Model comparison / overdispersion comparison via DHARMa residual tests

[florianhartig]

Via email:

I have a question about interpretation of p-value obtained from DHARMa function tests, such as overdispersion or uniformity test.

Suppose, I am running two models differing by their error structure (m1 and m2) on the same dataset (constant sample size) and that the p-value extracted from testDispersion() is 0.2 for m1 and 0.9 for m2.

I am unclear on whether the hypothetical p-value of 0.2 for m1 and 0.9 for m2 indicate whether:

i) m2 scaled residuals have less overdispersion than m1 and all other things being equal m2 should be preferred

or

ii) No inference about the degree of overdispersion in m1 and m2 can be made from the differences in their respective. p-values only indicate that, for both m1 and m2, the variance of simulated residuals and scaled residuals does not significantly differ.

Some parts of section 3) from the General remarks on interpreting residual patterns and tests" in the DHARMa vignette, makes me think that 2) is correct. However, the fact that the dataset on which both models are run is the same, and that p-value are dependent on strength of effect and sample size, makes me wonder whether 1) is correct

[florianhartig]

p-values are not effect sizes, but I suppose you could conclude that if you were to estimate an unknown overdispersion parameter, m1 would likely have a larger value than m2, all other things equal.
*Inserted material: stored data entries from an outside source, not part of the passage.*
PR #1147, opened 2021-05-08
master/main cleanup

moljac:
Recent changes in various repos are causing manifest build to unnecessarily build numerous folders which were recently updated (mac only). Builds fail due to old/stale cake scripts with old APIs.

Investigation was done with Matthew. It is not completely clear why this is happening.

this PR is attempt to make builds green by fixing some typos and updating cake APIs (`DeleteDirectory`).


Android/AnimatedCircleLoadingView/build.cake
```diff
@@ -43,6 +51,17 @@ Task ("clean").IsDependentOn ("clean-base").Does (() =>
 	DeleteFiles ("./externals/*.aar");
 });
 
+Task("ci")
+	//.IsDependentOn("nuget")
+	.Does 
+	(
+		() => 
+		{
+			Warning($"Not available (moljac 2021-05-08) :");
```
mattleibow, line 60: Just a note: not sure what we are supposed to do in this case... Maybe we delete the entry in the manifest? Then we can't accidentally assume it still works.

mattleibow (commented):
In all honesty, probably better to just remove these projects from the manifest and add a readme saying these old bindings are obsolete. Some have been updated last in 2015.

Shopify and OpenID probably are still good and need love as you say. Might be worth doing the same and then adding a comment in the readme under those saying that these are no longer maintained.

Android/AnimatedCircleLoadingView/build.cake
moljac: manifest entries deleted and added list to readme.md

mattleibow (approved):

Android/AnimatedCircleLoadingView/build.cake
moljac: commented out in the manifest and added list of obsoleted bindings/projects in readme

The question, however, is: why are you interested in this parameter. If the goal is to compare models m1,m2 (as you seem to suggest), you should not use this value. The reason is that, in general, goodness of fit statistics such as R2, overdispersion etc. are not suitable to compare between models, because more complex models generally fit better, i.e. the problem is that they do not correct for model complexity. Thus, DHARMa GOF tests primarily tell you if a models is compatible with the data. Based on your p-values, that is true for both models m1, m2, but they should not be used to compare!
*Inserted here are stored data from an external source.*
PR #1156, opened 2021-05-11
correct globbing pattern for GoogleGson assembly

moljac:
correct globbing pattern for GoogleGson.dll to fix signing failures


moljac:
Merging, because it builds - only signing fails.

For model selection, use tools like AUC or likelihood ratio tests. For mixed models, the problem here is that the df are often not clear, so you have to be careful. DHARMa has a function for a simulated likelihood ratio test https://rdrr.io/cran/DHARMa/man/simulateLRT.html that circumvents this problem also work for comparing models with different variance structures.

[pv272]

Your answer makes me realize my question was nonsensical.
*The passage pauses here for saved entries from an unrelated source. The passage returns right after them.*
Issue #1172, opened 2021-05-15
KotlinX.Coroutines buildTransitive - jar files w/o version suffix


moljac:
AndroidX samples build fails with following error:

```
       "PREFIX/X/AX/mu-window-trace/samples/BuildAll/BuildAll.sln" (Build target) (1:2) ->
       "PREFIX/X/AX/mu-window-trace/samples/BuildAll/BuildAll/BuildAll.csproj" (default target) (3:6) ->
         /Library/Frameworks/Mono.framework/External/xbuild/Xamarin/Android/Xamarin.Android.Common.targets(780,3): error XACDJ7028: System.IO.FileNotFoundException: Could not find file 'PREFIX/X/AX/mu-window-trace/samples/packages/xamarin.kotlinx.coroutines.core.jvm/1.4.3/jar/kotlinx-coroutines-core-jvm.jar'. [PREFIX/X/AX/mu-window-trace/samples/BuildAll/BuildAll/BuildAll.csproj]
       /Library/Frameworks/Mono.framework/External/xbuild/Xamarin/Android/Xamarin.Android.Common.targets(780,3): error XACDJ7028: File name: 'PREFIX/X/AX/mu-window-trace/samples/packages/xamarin.kotlinx.coroutines.core.jvm/1.4.3/jar/kotlinx-coroutines-core-jvm.jar' [PREFIX/X/AX/mu-window-trace/samples/BuildAll/BuildAll/BuildAll.csproj]
       /Library/Frameworks/Mono.framework/External/xbuild/Xamarin/Android/Xamarin.Android.Common.targets(780,3): error XACDJ7028:   at System.IO.FileInfo.get_Length () [0x0001d] in <92218043474744ea9d64d27064c35dcb>:0  [PREFIX/X/AX/mu-window-trace/samples/BuildAll/BuildAll/BuildAll.csproj]
       /Library/Frameworks/Mono.framework/External/xbuild/Xamarin/Android/Xamarin.Android.Common.targets(780,3): error XACDJ7028:   at (wrapper remoting-invoke-with-check) System.IO.FileInfo.get_Length() [PREFIX/X/AX/mu-window-trace/samples/BuildAll/BuildAll/BuildAll.csproj]
[...]

Issue #1136, opened 2021-04-28
Please update Kotlin StdLib NuGet package


humblehacker:
The latest version of the [Kotlin StdLib Nuget is 1.4.20](https://www.nuget.org/packages/Xamarin.Kotlin.StdLib/1.4.20), last updated 5 months ago. Since then, versions [1.4.21](https://mvnrepository.com/artifact/org.jetbrains.kotlin/kotlin-stdlib/1.4.21), [1.4.30](https://mvnrepository.com/artifact/org.jetbrains.kotlin/kotlin-stdlib/1.4.30), [1.4.31](https://mvnrepository.com/artifact/org.jetbrains.kotlin/kotlin-stdlib/1.4.31), [1.4.32](https://mvnrepository.com/artifact/org.jetbrains.kotlin/kotlin-stdlib/1.4.32), and [1.5.0](https://mvnrepository.com/artifact/org.jetbrains.kotlin/kotlin-stdlib/1.5.0) of the native Android library have been released. Please consider updating this NuGet package to one or more of these available versions.

humblehacker:
@jpobst fyi, I was asked to post this on `xamarin/xamarin-android` by @Redth. Should I post future requests for Nuget updates here instead?  I have quite a few more of these requests to make.

jpobst:
Unfortunately, the code for the various Xamarin Nugets is spread all over the place.

AndroidX: https://github.com/xamarin/AndroidX
GooglePlayServices/Firebase: https://github.com/xamarin/GooglePlayServicesComponents
Facebook Components: https://github.com/xamarin/FacebookComponents

And then this repository is just kinda "everything else", which happens to include Kotlin Stdlib.  :wink: 
https://github.com/xamarin/XamarinComponents/tree/master/Android/Kotlin

tranb3r:
Updating this package could also be the opportunity to fix the following issue:
https://github.com/xamarin/XamarinComponents/issues/1017

4brunu:
I also need this.
Could you please update kotlin to version 1.5.0?

tranb3r:
@moljac 
I see you've opened new PRs for kotlin update.
Could you please fix the buildTransitive issue mentionned here #1017 and here #754 before publishing new nugets ?
Thanks.

moljac:
@tranb3r 

seems like it has already been done:

```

I first had a look at goodness of fit (using AIC) but then started investigating dispersion and uniformity tests in isolation out of curiosity. Along the way, I somehow started using these tests values for model selection (beyond significant p-values indicating models not being compatible with data), instead of relying on goodness of fit measures.

If I understand correctly, the first sentence of your reply suggest that although p-value are not measures of effect size, they would reflect effect size ALL OTHER THINGS BEING EQUAL?